3時間の眠りでも大丈夫という「濃縮睡眠」――質向上のための生活術
トランプ大統領、孫正義も短時間睡眠
実は、私も以前は睡眠時間が長いほうでしたが、姿勢矯正サロンを一人で運営していたころ、睡眠時間を削って仕事をしていたら体調を崩してしまいました。
そんなとき、知人が短時間の睡眠で問題なく仕事をこなしていると知り、私も睡眠を改善することにしたのです。ある程度の時間はちゃんと寝なければいけない、という固定観念を外していき、自分自身の体験も参考にしながら睡眠の研究を行いました。
その結果、2カ月ほどで、1日の睡眠時間が3、4時間で済むようになったのです。そのうえ体調もよくなって、日中に頭がボーッとすることもなくなりました。こうして、いまは以前と同じ時間を仕事に費やしながら、自由な時間を持てるようになっています。午前2時ごろ就寝し、4時半から5時半ごろに起床する毎日で、夜仕事が終わってから映画を1、2本観たり、朝に資料づくりや企画などの仕事もこなせるようになったので、日中は接客や施術に専念できています。

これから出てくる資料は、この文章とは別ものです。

PR #74920, opened 2023-03-24
VAT: Use countries list from server to determine VAT eligibility

sirbrillig:
## Proposed Changes

This PR replaces the hard-coded lists of countries supporting VAT with a list from the `/me/transactions/supported-countries` endpoint.

Requires D106018-code

## Testing Instructions

This affects two forms which must be tested:

#### VatInfo

Screenshot 2023-03-24 at 5 51 22 PM

- Verify that the country dropdown menu contains a list of countries; make sure that it contains "Northern Ireland" (XI) and "Greece" (EL).

#### VatForm

Screenshot 2023-03-25 at 12 16 04 AM

- In the billing info (aka: "contact details") step, select a country for which we support VAT collection (eg: United Kingdom).
- Verify that the "Add VAT details" (aka: "Add Business Tax ID details") checkbox appears.

### DIFF
--- a/client/me/purchases/vat-info/index.tsx
+++ b/client/me/purchases/vat-info/index.tsx
@@ -194,7 +194,7 @@ function CountryCodeInput( {
 				const name = country.code === 'XI' ? translate( 'Northern Ireland' ) : country.name;
 				return country.tax_country_codes.map( ( countryCode ) => (
 					<option key={ countryCode } value={ countryCode }>
-						{ name }
+						{ countryCode } - { name }
 					</option>
 				) );
 			} ) }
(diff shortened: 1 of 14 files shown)


client/me/purchases/vat-info/index.tsx
```diff
@@ -153,6 +158,20 @@ function VatForm() {
 	);
 }
 
+const isVatSupported = ( country: CountryListItem ): country is CountryListItemWithVat =>
```
pottedmeat: Would it be worth DRYing the `isVatSupported`?

pottedmeat (approved):
All testing went as expected:

image

Code looks great. Love the With/WithoutVat.

client/me/purchases/vat-info/index.tsx
sirbrillig: Good idea. There's many places I could put it, but for now I've just moved it to the `useCountryList` file since it mostly relates to its results.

睡眠の質は寝ているときの脳波によって定義できます。人が起きているときはベータ波、リラックスしているときはアルファ波、うとうとした眠りにつくとシータ波、そして、さらに深い睡眠に入るとデルタ波が出ます。入眠後、30分ほどでデルタ波が出るレベルまで深く眠ることができれば、質が高い睡眠だといえます。私のサロンでは、睡眠アプリで毎日の睡眠を計測しています。ちなみに、私は入眠後、8分から10分ほどで深い睡眠に入ることができています。
睡眠の質が高い人は、起きたときにすっきりしていて、日中も眠くなりません。一方、深い睡眠になかなか入れず、浅い睡眠のまま長時間眠ってしまうと、朝になっても疲れがとれずに起きるのがつらかったり、日中もすっきりせず、眠気が出たりします。
しかし、「長く眠らないといけない」という固定観念に縛られている方が多いのが現実です。すると、睡眠時間が短いことに不安が残ってしまうので、意識改革が必要です。
まず、世界の成功者の多くは、睡眠時間が短いということを知っておくといいでしょう。たとえば、アメリカのドナルド・トランプ大統領やソフトバンクグループ会長兼社長の孫正義氏、お笑い芸人の明石家さんまさんらの睡眠時間は3、4時間。それでパフォーマンスが下がることはないといわれています。
「質」向上のための生活術
睡眠の「質」を向上させるためにはどうすればよいのでしょうか。最初に、生活のリズムを整える必要があります。
人間は体内時計に沿って生活する生き物なので、起床時間や就寝時間がバラバラだと自律神経に乱れが生じ、日中のだるさや眠さにつながります。これは時差ボケが起きるのと同じメカニズムです。また、人間の体内時計は、朝日を浴びることで朝起きたことを認識し、その時間に合わせて眠くなる時間も決まります。ですから毎朝同じ時間に起床し、朝日をしっかりと浴びることが大切なのです。
また、ベッドを「寝るための場所」だと、からだに覚えさせることも大事です。ベッドを普段からソファ代わりにしていると、いざベッドに横になっても、からだが眠るという意識になりづらいのです。寝る前のルーティンを決めておくことも有効で、パジャマを着て、水を飲んで、ストレッチをしてから眠る、と決めて毎日実行すると、反射的に眠くなるようになります。
同様に起床時のルーティンを決めておくのも効果的で、起きたら歯を磨き、水を飲み、カーテンを開けて日光を入れると決めて習慣化すれば、脳をすぐに覚醒できるようになります。早起きするためには、事前に朝の予定を入れてしまうのもいいでしょう。朝、楽しいことをするとセロトニンが分泌され、覚醒状態になることがわかっています。
日中に眠くならない方法のひとつとして、積極的に仮眠をとるのも効果的です。ただし、眠くなってから仮眠をとると寝すぎてしまうので、眠くなる前に15分から20分程度の「パワーナップ」と呼ばれる短い仮眠を、積極的にとるようにするといいでしょう。
私のお勧めは「コーヒー仮眠」。コーヒーを飲んだらすぐに寝て、カフェインが効きだす20~30分後に起きるのです。